I am writing a distance matrix, and in the end I created the following code
In [83]: import numpy as np
In [84]: np.set_printoptions(linewidth=120,precision=2)
In [85]: n = 7 ; a = np.arange(n) ; o = np.ones(n) ; np.sqrt(np.outer(o,a*a)+np.outer(a*a,o))
Out[85]:
array([[ 0. , 1. , 2. , 3. , 4. , 5. , 6. ],
[ 1. , 1.41, 2.24, 3.16, 4.12, 5.1 , 6.08],
[ 2. , 2.24, 2.83, 3.61, 4.47, 5.39, 6.32],
[ 3. , 3.16, 3.61, 4.24, 5. , 5.83, 6.71],
[ 4. , 4.12, 4.47, 5. , 5.66, 6.4 , 7.21],
[ 5. , 5.1 , 5.39, 5.83, 6.4 , 7.07, 7.81],
[ 6. , 6.08, 6.32, 6.71, 7.21, 7.81, 8.49]])
I said to myself: “You are spending an external product, you fool! Save one of them and use transposition!”, Which said that I wrote
In [86]: n = 7 ; a = np.outer(np.arange(n)**2, np.ones(n)) ; np.sqrt(a+a.T)
Out[86]:
array([[ 0. , 1. , 2. , 3. , 4. , 5. , 6. ],
[ 1. , 1.41, 2.24, 3.16, 4.12, 5.1 , 6.08],
[ 2. , 2.24, 2.83, 3.61, 4.47, 5.39, 6.32],
[ 3. , 3.16, 3.61, 4.24, 5. , 5.83, 6.71],
[ 4. , 4.12, 4.47, 5. , 5.66, 6.4 , 7.21],
[ 5. , 5.1 , 5.39, 5.83, 6.4 , 7.07, 7.81],
[ 6. , 6.08, 6.32, 6.71, 7.21, 7.81, 8.49]])

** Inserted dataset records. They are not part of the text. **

PR #1038, opened 2023-03-08
fix(cache): use stale value by default when `swr` is enabled

Atinux:
### ❓ Type of change

### 📚 Description

**To be properly tested**.

So far, when `swr: true`, we should return the stale data for all incoming request until the cache is updated in background.

Also, I am not sure to understand the `(opts.staleMaxAge || 0) >= 0` condition here.

### 📝 Checklist

### DIFF
--- a/src/runtime/cache.ts
+++ b/src/runtime/cache.ts
@@ -80,7 +80,11 @@ export function defineCachedFunction<T = any>(
     const _resolve = async () => {
       const isPending = pending[key];
       if (!isPending) {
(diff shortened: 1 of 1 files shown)


pi0:
Thanks for the PR.

`staleMaxAge` is the time when we should stop responding to stale responses.

https://github.com/unjs/nitro/pull/857 supported `-1` value as a quick solution to allow setting stale time to **inifnity**. 

I think we can set it as default.

pi0 (approved):
I think this is a good hotfix to be back to previous behavior until handling staleMaxAge properly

So far, so good, I have had two (slightly) different implementations of the same idea, one of which is obviously faster than the other, isn't it?
In [87]: %timeit n = 1001 ; a = np.arange(n) ; o = np.ones(n) ; np.sqrt(np.outer(o,a*a)+np.outer(a*a,o))
100 loops, best of 3: 13.7 ms per loop
In [88]: %timeit n = 1001 ; a = np.outer(np.arange(n)**2, np.ones(n)) ; np.sqrt(a+a.T)
10 loops, best of 3: 19.7 ms per loop
In [89]:
No! Faster implementation 50% slower!
Question
What amazes me is the behavior I just discovered; am I not surprised to be surprised? In different terms, what is the rationale for the different timings?